Today's high-performance computing systems are a complex combination of software, processors, memory, networks, and storage systems characterized by frequent disruptive technological advances. In this environment, service providers, users, system managers and funding agencies find it difficult to know if systems are realizing their optimal performance, or if all subcomponents are functioning properly.
Through the "Integrated HPC Systems Usage and Performance of Resources Monitoring and Modeling (SUPReMM)" grant, the University at Buffalo and TACC will develop new tools and a comprehensive knowledge base to improve the ability to monitor and understand performance for diverse applications on HPC systems.
The close to $1 million grant will build on and combine work that has been underway at the University at Buffalo under the Technology Audit Service (TAS) for XSEDE and at TACC as part of the Ranger Technology Insertion effort.
"Obtaining reliable data without efficient data management is impossible in today's complex HPC environment," said Barry Schneider, program director in the NSF's Office of Cyberinfrastructure. "This collaborative project will enable a much more complete understanding of the resources available through the XSEDE program and will increase the productivity of all of the stakeholders, service providers, users and sponsors in our computational ecosystem."
"Ultimately, it will advance our goals of providing open source tools for the entire science community to effectively utilize all HPC resources being deployed by the NSF for open science research in the academic community," Schneider said.
Working with the XSEDE TAS team at Buffalo, TACC staff members are running data gathering tools on the Ranger and Lonestar supercomputers to evaluate data that is relevant to application performance.
"We gather data on every system node at the beginning and end of every job, and every 10 minutes during the job—that's a billion records per system each month," said Bill Barth, director of high-performance computing at TACC. "It's going to end up being a Big Data problem in the end."

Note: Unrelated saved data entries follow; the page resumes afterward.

PR #4713, opened 2021-02-17
LDAP bugfix: use StartTLS as configured when retrieving authentication containers

### LINKED ISSUE #4453: LDAP server configuration - "Authentication containers" select
Hi there,

I got a small question about LDAP configuration with STARTTLS.

When configuring LDAP Server with STARTTLS, the select "Authentication containers" return nothing
image

This is because OPNSense bind to the LDAP server in TCP standard mode, even if STARTTLS is selected
image

image

Other than that, LDAP authentication works fine for both webui and OpenVPN login with STARTTLS
image

Is it a normal behavior or am I missing something ?

cbrueffer:
Make StartTLS work when retrieving LDAP authentication containers. The code did not set the LDAP connection properties as configured and thus connected as if `TCP - Standard` was selected.

Fixes #4453 (currently erroneously already closed)


AdSchellevis:
@cbrueffer nice catch, thanks!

The tools will present various views on existing XSEDE usage data from the central database, according to Barth. This data will include how individual user jobs and codes are performing on a system at a detailed level. In the coming year, the research and development effort will gather data and evaluate performance on all XSEDE systems, including Stampede, which will launch in January 2013.
"HPC resources are always at a premium," said Abani Patra, principal investigator of the University at Buffalo project. "Even a 10 percent increase in operational efficiency will save millions of dollars. This is a logical extension of the larger XSEDE TAS effort."
TAS, through the XSEDE Metric on Demand (XDMoD) portal, provides quantitative and qualitative metrics of performance rapidly to all stakeholders, including NSF leadership, service providers, and the XSEDE user community.
Work on the grant began on July 1, 2012, and will continue for two years.